There are always some ambiguities in the standards and there are always some disparities between implementations. Your awk one-liner, unfortunately, resides in those grey areas.
One thing that the standard is clear on is that the right side of command line assignments, value in name=value is parsed as a string token.
POSIX states that a -v option argument, name=value in -v name=value , must take the form of an assignment operand, but says nothing about its behavior, aside from when it takes effect (before even a BEGIN section). It seems reasonable to assume that implementors will treat them as string tokens as well.

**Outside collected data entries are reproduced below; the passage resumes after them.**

PR #3595, opened 2023-10-17
input: don't reset cursor movement timer on simulateMouseMovement

### LINKED ISSUE #2570: `cursor_inactive_timeout` doesn't hide cursor after `movefocus`
When I set `cursor_inactive_timeout = 1` I expect the cursor to hide after not touching my mouse for 1 second. However, when I change the focused window via `movefocus` the cursor not only reappears and moves to the centre of the new focused window but it also won't hide (ever) unless I use my keyboard on that window (using only my mouse won't make it hide again). This issue appears in any app I've tried.

I don't know what is the expected behaviour here but I would expect the cursor to not appear when changing window focus or at the very least to disappear 1 second after the focus has changed.

andresilva:

Fixes #2570.

Yes.


vaxerski (approved):
thanks

PR #3612, opened 2023-10-18
meson: generate version.h before install_headers

memchr:
Otherwise, `meson install` command would not install version.h as a header in a clean build.


vaxerski (approved):
thanks!

PR #3631, opened 2023-10-21
Change the value of STRVAL_EMPTY to empty string

diniamo:
See the title. This was causing unpredictable behavior with screen shaders (and maybe some other variables too?).

This might be considered a breaking change for some, including me.

Ready


vaxerski:
this breaks every single string config value. Please read the codebase before making such changes.

Issue #3617, opened 2023-10-19
"dimaround" window rule perpetually dims windows with each new instance of target application


slothsh:
### Hyprland Version

Hyprland, built from branch main at commit 1a6f961de2eff84e4725255f09d33395c4a52fcc dirty (hyprctl: Make device configs queryable (3226)). Tag: v0.29.1-35-g1a6f961d  flags: (if any)

### Bug or Regression?

Bug

### Description

Using the `windowrule = dimaround,WINDOW` will dim all other applications around `WINDOW`, as expected. However, spawning more than *one* instance of `WINDOW` causes the dimming boxes on other applications to compound. It causes the dimming on other applications to become darker with each new instance of `WINDOW` that is created.

The bug is present on both `windowrule` & `windowrulev2`.

Platform: Arch Linux x86_64

![hyprland-dimaround-bug](https://github.com/hyprwm/Hyprland/assets/54421807/4dfa9e4e-c441-4df5-af5a-8b1c6fa96cfd)

### How to reproduce

1. Create a `dimaround` window rule for any application in your `hyprland.conf` configuration file.
2. Open more than one instance of the `dimaround` target application.

vaxerski:
this aint a bug tho

SoulXP:
It seems like unexpected behavior, though. If it *is* indeed intended behavior, would you suggest classifying it as a feature-request to have windows only dim once?

vaxerski:
it now is a feature request

vaxerski:
Hello there!

This issue has been closed, as we are moving from issues to discussions. More about this can be found [here](https://wiki.hyprland.org/Contributing-and-Debugging/Issue-Guidelines/) and in #9854.

Firstly, please make sure this issue is still relevant in latest Hyprland. If so, we ask you to open a [discussion](https://github.com/hyprwm/Hyprland/discussions) (please read the discussion guidelines first, in the pinned post)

In short, there is no way to naively pass arbitrary text into awk using command line assignments (with or without the -v option).
For more details, refer to the OPTIONS and OPERANDS sections near the beginning of the POSIX AWK man page.
The following script feeds three strings to your awk code. None of those strings is numeric -- each one contains a backslash and a letter -- yet your code will return "numeric" in most cases.
In the following, original-awk is nawk.
isnumeric.sh:
for x in '123\f' '123\t' '123\n'; do
printf '\nTesting %s ...\n' "$x"
for awk in gawk mawk original-awk; do
printf '%s: ' $awk
$awk -v var="${x}" 'BEGIN {if (var * 1 == var) {print "numeric"} else {print "non-numeric"}}'
done
done
The above should make it clear that your awk suggestion cannot handle arbitrary text. Note that not only do the implementations disagree, but that they do so inconsistently.
The results are also locale dependent, because converting text to a numeric involves stripping leading/trailing blanks, and membership in the blank class is locale dependent.
In the C/POSIX locale, of \f, \t, and \n, only \t is a member of [[:blank:]]. The correct result should be: 123\f => non-numeric, 123\t => numeric, 123\n => non-numeric. In my testing, gawk was worst with 1 of 3 correct. mawk and nawk tied with 2 of 3 correct.
If you wanted to use AWK for this, I would recommend reading the text on stdin instead of from the command line. I would also recommend using a regular expression match operation instead of mulitple implicit type conversions.
Unrelated tangent: For a reason that I cannot fathom, ubuntu 12.04 LTS installs nawk as /usr/bin/original-awk while /usr/bin/nawk is left as a symlink to /usr/bin/gawk (via /etc/alternatives/nawk). Before installing gawk, nawk pointed to /usr/bin/mawk (again, via /etc/alternatives/nawk). If that's normal, I'm at a loss for words. I hope, for the sake of Ubuntu userland sanity, that this is just an aberration confined to this particular install.